▶ **ACTION ITEM**
Please copy every line from the following entries in which the word "await" appears.
*** EXERCISE DATA ***
PR #11281, opened 2026-09-14
▚▚ fix(organization): refresh session cookie cache after accepting an invitation

### LINKED ISSUE #11275: organization.acceptInvitation never refreshes the session cookie after the active-organization write, leaving the cookie cache stale
In the organization plugin's `acceptInvitation` endpoint (`dist/plugins/organization/routes/crud-invites.mjs`; verified in `1.7.2` and byte-identical in shape in `1.7.4` at ~L318/L330), the endpoint updates the accepting user's "active" pointers in two places, and in neither ordering does the signed cookie end up carrying the post-accept `activeOrganizationId`:

1. The active-team branch (single-team invitations):
   ```js
   await setSessionCookie(ctx, {
   	session: await adapter.setActiveTeam(session.session.token, teamId, ctx),
   	user: session.user,
   });
   ```
2. A few lines later, the active-organization write:
   ```js
   await adapter.setActiveOrganization(session.session.token, acceptedI.organizationId, ctx);
   ```
   — bare, with no corresponding `setSessionCookie`. The team branch's `setSessionCookie` runs BEFORE this write, so even a single-team accept signs a cookie still carrying the pre-accept `activeOrganizationId`.

`adapter.setActiveOrganization` updates the session row in the database, but the signed cookie-cache payload is never refreshed after that write.

**Precondition:** `session.cookieCache.enabled: true` (not the default; fallback maxAge 300s). Any caller reading the session via the cookie-cache-permitting path (`GET /get-session` without `disableCookieCache=true`) then sees the PRE-accept `activeOrganizationId` for up to the cache TTL after a successful accept, even though the DB is already updated.

**Repro:** configure `session.cookieCache.enabled: true`; sign in as a user with a pending invitation (sign-in primes the cookie cache); `POST /organization/accept-invitation`; immediately `GET /get-session` without `disableCookieCache`. Expected: `session.activeOrganizationId` = the accepted org. Actual: the pre-accept value (often `null`) until the cache expires.

**Suggested fix (one line):** `adapter.setActiveOrganization` already returns the updated session in exactly the shape `adapter.setActiveTeam` does, so the organization write can be wrapped the same way the team branch already is:

```js
await setSessionCookie(ctx, {
	session: await adapter.setActiveOrganization(
		session.session.token,
		acceptedI.organizationId,
		ctx,
	),
	user: session.user,
});
```

placed after the last active-pointer write so the signed cookie carries the final state on both branches.

We work around it with a `hooks.after` on `/organization/accept-invitation` that re-signs the cookie from the authoritative session, so this isn't blocking us — flagging since the team branch already shows the intended shape. Checked unfixed as of `1.7.4` (current latest); the 1.7.3/1.7.4 changelogs contain no related entries.

breken-ai:
Closes #11275.

With `session.cookieCache.enabled: true`, `POST /organization/accept-invitation` updates the session row in the database but never re-signs the session cookie from that write. The `session_data` cookie keeps the pre-accept snapshot, so `GET /get-session` (without `disableCookieCache`) returns the old `activeOrganizationId` — usually `null` — until the cache TTL expires, even though the row already holds the accepted organization.

## Root cause

In `acceptInvitation`, `adapter.setActiveOrganization(...)` was called bare and its returned session discarded, so `setSessionCookie` never ran for the organization write. The single-team branch did call `setSessionCookie`, but from `setActiveTeam`'s result and before the organization write, so that cookie also carried the stale `activeOrganizationId`. The `/organization/set-active` endpoint already re-signs the cookie from the `setActiveOrganization` result; this endpoint did not.

## Fix

- `packages/better-auth/src/plugins/organization/routes/crud-invites.ts`: sign the session cookie once, after the last active-pointer write, from the session returned by `setActiveOrganization`. The team branch keeps its `setActiveTeam` call but drops its early cookie write, so a single `Set-Cookie` carries both `activeTeamId` and `activeOrganizationId`.
- `.changeset/accept-invitation-cookie-cache.md`: `better-auth` patch.

## Tests

- `crud-invites.test.ts`: new regression (`@see` #11275) enables the cookie cache, signs in the invitee capturing the full cookie set, accepts the invitation while applying the response cookies, then asserts the live session (`disableCookieCache: true`) and the cached session both report the accepted organization. Without the fix the cached read returns `null`.
- Organization suites (crud-invites, team, organization, crud-org): 198 passed. `pnpm typecheck` clean.

## Not changed

- `/organization/create` also calls `setActiveOrganization` / `setActiveTeam` without re-signing the cookie (crud-org.ts:274, 286). Same class of gap, but outside this issue; left for a separate change.

---
▚▚ **Shipped by breken** — self-healing software. This one's on us. [breken.ai](https://breken.ai)

---
## Summary by cubic
Fixes `acceptInvitation` leaving the session cookie cache stale when `session.cookieCache.enabled` is on. The endpoint wrote the accepted organization to the session row but never re-signed the session cookie, so cached `GET /get-session` reads kept returning the old `activeOrganizationId` until the cache TTL expired. The cookie is now signed once after the final active-pointer write, so both `activeTeamId` and `activeOrganizationId` are reflected immediately.

**Bug Fixes**
- Single-team invitations no longer write the cookie early; `setActiveTeam` still runs, but the session returned by `setActiveOrganization` produces one `Set-Cookie` with both values.
- Adds a regression test covering the cookie-cache flow and a `better-auth` patch changeset.
- Leaves `/organization/create` with the same gap for a separate change.

Closes #11275.

<sup>Written for commit 2044b5f4b5276acfae549a71f557ea85c6d7a182. Summary will update on new commits.</sup>

<a href="https://cubic.dev/pr/better-auth/better-auth/pull/11281?utm_source=github" target="_blank" rel="noopener noreferrer" data-no-image-dialog="true"><picture><source media="(prefers-color-scheme: dark)" srcset="https://www.cubic.dev/buttons/review-in-cubic-dark.svg"><source media="(prefers-color-scheme: light)" srcset="https://www.cubic.dev/buttons/review-in-cubic-light.svg">Review in cubic</picture></a>


bytaesu:
Since there doesn't seem to be any communication around the PR title either, I'm going to close this PR.

PR #11300, opened 2026-09-15
fix(oauth): persist account cookie after implicit linking

bytaesu:
Related to https://github.com/better-auth/better-auth/pull/11298

---
## Summary by cubic
Fixes stateless OAuth sign-in failing with `ACCOUNT_NOT_FOUND` when retrieving an access token after a new provider is implicitly linked to an existing user. The linked account's cookie is now persisted when `account.storeAccountCookie` is enabled, so subsequent `getAccessToken` calls see the correct account.

- Sets the account cookie after implicit linking if `storeAccountCookie` is on, and returns an error if linking fails.
- Adds a test covering this scenario, including a second stateless instance that has no record of the user.

<sup>Written for commit d231ee13479a24a00d28ee8d79ca205fb4c2dfe9. Summary will update on new commits.</sup>

<a href="https://cubic.dev/pr/better-auth/better-auth/pull/11300?utm_source=github" target="_blank" rel="noopener noreferrer" data-no-image-dialog="true"><picture><source media="(prefers-color-scheme: dark)" srcset="https://www.cubic.dev/buttons/review-in-cubic-dark.svg"><source media="(prefers-color-scheme: light)" srcset="https://www.cubic.dev/buttons/review-in-cubic-light.svg">Review in cubic</picture></a>


bytaesu:
@greptileai review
*** End of EXERCISE DATA ***
▶ **FINAL ANSWER**
   await setSessionCookie(ctx, {
   	session: await adapter.setActiveTeam(session.session.token, teamId, ctx),
   await adapter.setActiveOrganization(session.session.token, acceptedI.organizationId, ctx);
await setSessionCookie(ctx, {
	session: await adapter.setActiveOrganization(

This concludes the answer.